Sunday, November 9, 2014

More Evidence of Marijuana’s Harmful Effects on Young Brains

 
By David H. Kerr              
  
Marijuana is a tricky drug.  Most smokers are skeptical that regular use could change their brain function in a harmful and permanent way.  Marijuana is now accepted by our culture and regular users will often use the argument that it is less harmful than alcohol.  A growing body of research though is beginning to show its long term negative effects on young users.
 
“Evidence of long-term effects is also building. A study released in 2012 showed that teenagers who were found to be dependent on pot before age 18 and who continued using it into adulthood lost an average of eight I.Q. points by age 38. And last year at Northwestern, Dr. Breiter[1] and colleagues also saw changes in the nucleus accumbens among adults in their early 20s who had smoked daily for three years but had stopped for at least two years.
 
They had impaired working memories as well. “Working memory is key for learning,” Dr.
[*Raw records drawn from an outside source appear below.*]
PR #173, opened 2018-03-02
NDI-38: Fix description color and button icon margins

mukeshcompucorp:
# Description
This PR
- Removes additional margins from buttons
- Fixes color for `.description` to unique color thoughout civicrm
- Fixes input size based on Vanilla CiviCRM for Badge layout page

# Screenshots
**Before**
image
**After**
image

**Before**
image
**After**
image

**Before New Contact page**
image
**After**
image

# Notes
Changes for `.description` and button margin are global and applies to all screens when used. (Both approved by @JonScreat)
# Comments
- Backstopjs tested
- Stylelint tested


scss/civicrm/administer/events/_badgelayout.scss
```diff
@@ -18,6 +18,11 @@
           min-width: 100px !important;
         }
       }
+
+      .six {
```
AkA84: what's this class?

scss/civicrm/common/_buttons.scss
```diff
@@ -26,6 +28,9 @@ $button-border-radius: 2px;
 }
 
 .crm-container {
+
+  // "Toolbar" buttons
+  $toolbar-top-space: 6px;
```
AkA84: what's this variable? why do we need it here?

scss/civicrm/administer/events/_badgelayout.scss
mukeshcompucorp: This class is applied by Vanilla civicrm when they want input to be `width: 6em` for us, I made it `width: 100px`

scss/civicrm/common/_buttons.scss
mukeshcompucorp: I haven't noticed this one as it was from stylelint. I will look on that

mukeshcompucorp:
@jamienovick 
> Not sure if it's in the scope of this pr but the upload fields for badge layouts and the width and height fields which dictate placement look very strangely positioned now.

I think we should stick for layout for Vanilla part. We can fix width of that inner table to make fields looking nearby though, it would be like, we are writing style for each line and I don't think it's good idea.
Still let me know and I will fix it.

jamienovick:
@jonscreat can you see my comment about filed placement and agree with Mukesh something sensible. @mukeshcompucorp  if we need to change the core HTML here to make something sensible then please do. No one is customising this page in CiviCRM so I think changing HTML is not a problem.

jamienovick:
Can we make it clear that the image upload fields are image upload fields? I know this is an improvement to core but seems sensible.

mukeshcompucorp:
@jamienovick I will discuss with @JonScreat and we will get back you on this.

Issue #160, opened 2018-02-21
Use portable resource URL for Custom CSS URL


themak1985:
This is super low on the priority list - but when you select shoreditch as the custom CSS URL - it generates an absolute URL instead of a portable one - which generates a notice in CiviCRM System Status.  I have avoided this by simply choosing other instead of shoreditch and entering [civicrm.files]/ext/org.civicrm.shoreditch-0.1-alpha15/css/custom-civicrm.css and the warning goes away.

davialexandre:
closing this as shoreditch now uses the new theming system which doesn't rely on the custom CSS URL anymore

PR #174, opened 2018-03-03
#160 Use portable resource URL for Custom CSS URL

adanielvv:
Before (I manually changed the url to remove the warning):
screenshot before

After:
screenshot after

See #160

### DIFF
--- a/shoreditch.php
+++ b/shoreditch.php
@@ -144,7 +144,10 @@ function shoreditch_civicrm_buildForm($formName) {
   }
   elseif ($formName == 'CRM_Admin_Form_Setting_Url') {
     $baseUrl = CRM_Extension_System::singleton()->getMapper()->keyToUrl('org.civicrm.shoreditch');
-    $cssUrl = CRM_Utils_File::addTrailingSlash($baseUrl, '/') . 'css/custom-civicrm.css';
+    $filesVarUrl = '[civicrm.files]/';
+    $filesUrl = Civi::paths()->getUrl($filesVarUrl, 'absolute');
+    $baseVarUrl= str_replace($filesUrl, $filesVarUrl, $baseUrl);
+    $cssUrl = CRM_Utils_File::addTrailingSlash($baseVarUrl, '/') . 'css/custom-civicrm.css';
     Civi::resources()
       ->addScriptFile('org.civicrm.shoreditch', 'js/urlSettingsForm.js')
       ->addVars('shoreditch', array('cssUrl' => $cssUrl));
--- a/shoreditch.php
+++ b/shoreditch.php
@@ -146,7 +146,7 @@ function shoreditch_civicrm_buildForm($formName) {
     $baseUrl = CRM_Extension_System::singleton()->getMapper()->keyToUrl('org.civicrm.shoreditch');
     $filesVarUrl = '[civicrm.files]/';
     $filesUrl = Civi::paths()->getUrl($filesVarUrl, 'absolute');
-    $baseVarUrl= str_replace($filesUrl, $filesVarUrl, $baseUrl);
+    $baseVarUrl = str_replace($filesUrl, $filesVarUrl, $baseUrl);
     $cssUrl = CRM_Utils_File::addTrailingSlash($baseVarUrl, '/') . 'css/custom-civicrm.css';
     Civi::resources()
       ->addScriptFile('org.civicrm.shoreditch', 'js/urlSettingsForm.js')


seamuslee001:
I'm a -1 on this at the moment, not everyone will necessarily be using the [civicrm.files]/ext as the location for Extensions. The current code makes sense as it will always resolve to the correct location no matter where the extensions are. I think what we may want is if it is in the files/ext we replace it to be that otherwise we don't alter it.

DanielvV:
@seamuslee001 
> not everyone will necessarily be using the [civicrm.files]/ext as the location for Extensions.

"ext" is not in my code proposal.

> The current code makes sense as it will always resolve to the correct location no matter where the extensions are.

My code proposal doesn't change that. :)

First, the absolute url to the extension is requested (original code):
`    $baseUrl = CRM_Extension_System::singleton()->getMapper()->keyToUrl('org.civicrm.shoreditch');`

Then, I get the absolute URL to `[civicrm.files]/` (my code).
`    $filesVarUrl = '[civicrm.files]/';`
`    $filesUrl = Civi::paths()->getUrl($filesVarUrl, 'absolute');`

Lastly, I replace the url part that links to CiviCRM files in `$baseUrl` with the variable.
`    $baseVarUrl= str_replace($filesUrl, $filesVarUrl, $baseUrl);`

> I think what we may want is if it is in the files/ext we replace it to be that otherwise we don't alter it.

If for some reason the extensions dir is not somewhere inside the `[civicrm.files]/` folder, `str_replace` won't alter the url. In every other case only part of the url is replaced with a variable that has the same value as the part replaced.

The url is saved in the database, so for existing installations the url will not be altered on upgrade.
Only the bullet in the settings page will jump (if the extensions are under `[civicrm.files]/*`):
If the user fixed the warning the bullet will jump to the left (see above).
Otherwise the bullet will jump to the right, making it very easy for the user to fix the warning.

seamuslee001:
Sorry Daniel, must have misread the code or something, i thought it was removing the extension base url and got confused with the screenshots, re-looking at the code i am a +1 on this, should we also be considering the other portable options?

DanielvV:
I think this is the only url that is saved in the database.

shoreditch.php
```diff
@@ -144,7 +144,10 @@ function shoreditch_civicrm_buildForm($formName) {
   }
   elseif ($formName == 'CRM_Admin_Form_Setting_Url') {
     $baseUrl = CRM_Extension_System::singleton()->getMapper()->keyToUrl('org.civicrm.shoreditch');
-    $cssUrl = CRM_Utils_File::addTrailingSlash($baseUrl, '/') . 'css/custom-civicrm.css';
+    $filesVarUrl = '[civicrm.files]/';
+    $filesUrl = Civi::paths()->getUrl($filesVarUrl, 'absolute');
+    $baseVarUrl = str_replace($filesUrl, $filesVarUrl, $baseUrl);
+    $cssUrl = CRM_Utils_File::addTrailingSlash($baseVarUrl, '/') . 'css/custom-civicrm.css';
```
AkA84: Maybe better reshuffle the code like this
```php
$filesUrlPlaceholder = '[civicrm.files]/';

$extUrl = CRM_Extension_System::singleton()->getMapper()->keyToUrl('org.civicrm.shoreditch');
$filesUrl = Civi::paths()->getUrl($filesUrlPlaceholder, 'absolute');
$baseVarUrl = str_replace($filesUrl, $filesUrlPlaceholder, $extUrl);
$legacyCssUrl = CRM_Utils_File::addTrailingSlash($baseVarUrl, '/') . 'css/custom-civicrm.css';

Civi::resources()
  ->addScriptFile('org.civicrm.shoreditch', 'js/urlSettingsForm.js')
  ->addVars('shoreditch', array('cssUrl' => $legacyCssUrl));
```

AkA84:
@adanielvv ping

MikeyMJCO:
What's needed at this point to move this issue along?

shoreditch.php
JoeMurray: @adanielvv this approach seems like an improvement

JoeMurray:
The error message is confusing because there is no option that can be changed to a variable to get rid of the error.

When a variable like [civicrm.files]/ext is used, then from one reasonable perspective, there should not be an error message displayed. So if there is a variable used in Extension Resource URL, then one might think suppressing the error would be reasonable.

However, the underlying issue is that when the site is migrated, eg from staging to production, the shoreditch theme will get confused since it has stored an absolute url in the db that is no longer valid. So it's reasonable for some sort of error to be displayed as there is an issue that site admins need to know about.

Am I right that this PR will not address problem that was intended to be addressed by using variables in resource urls, namely, site portability?

AkA84:
@adanielvv any update on this?

mlutfy:
I think this can be closed now that the CSS is managed by frontend/backend theme settings?

jamienovick:
Agreed, closing!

Breiter said. “If I were to design a substance that is bad for college students, it would be marijuana.”
 
How do you compete with marijuana though?  What steps can parents take to best assure that their pre-teen children don’t begin pot use in their early teen and high school years?  It is an uphill battle considering our growing cultural norms tolerating pot use.  Now in November 2014, there is plenty of visual and first hand evidence of increased pot use by teenagers.
 
The new drug culture influences our children through the different drug oriented clicks and groups during high school and college.  It’s not that pot users are advocating that others should use marijuana.  In some cases yes, but I believe that it spreads mostly through curiosity by the upcoming students about pot and their eagerness to become part of “the group.”  Some are now calling drug use and abuse an epidemic in our society that is very difficult to stop. 
 
Children are curious about everything as they grow up and they tend to want to find out for themselves about many things including drugs.  When Mom says “no to drugs” child thinks “that means I should try it.”  Saying no to drugs is a simple but ineffective prevention tactic that can’t replace the need for child and parent to communicate in a non-punitive way.  This is a better way to promote a child’s learning on his/her own about drugs without having to dig in deeper through dangerous personal experience.  The problem with this is that the child often knows more about drugs than the parent and this becomes obvious during the discussion.
 
Still, there are things that a parent might do to help teens have the best chance of growing up without the use or abuse and/or dependency on marijuana and other drugs including alcohol.  Here are my five suggestions:

  1. Understand that what you do and your attitude will have the most impact on your children.  If you smoke pot for example, it’s more likely that at least one of your children will do the same. 
  2. By the time your children enter high school, it will be more difficult to start learning about who they are.  Continuing to lecture and preach will likely reduce or eliminate what could be critical and effective communication between you and your children at this age. But it’s never too late to change your own behavior as a parent by demonstrating the kind of positive actions and attitudes you would like to see in your children.
  3. Work to communicate with your pre-teen or teenager.  When children are between the ages of 2 and 11, they will likely benefit from consistent discipline, sanctions, support and guidance[2].  After this age however, your teenager will respond better to general discussions about what interests them, letting them take more charge of the conversation. Look for what interests your teenager and gently and carefully encourage a non-judgmental discussion about these topics building a rapport.  Once this happens, the door opens for you to speak your mind without treating your teen as a child.  It’s hard for us parents to make this transition from baby “sanction-talk” to young adult “communication-talk.”
  4. Never abrogate your responsibility as a parent to do what is right for your teenager though and that may very well mean discipline or sanctions from time to time.  Know when to use these sanctions and mean what you say.  Teens will push relentlessly for what they want when they want it and it’s still your job to draw the line in a fair and balanced way.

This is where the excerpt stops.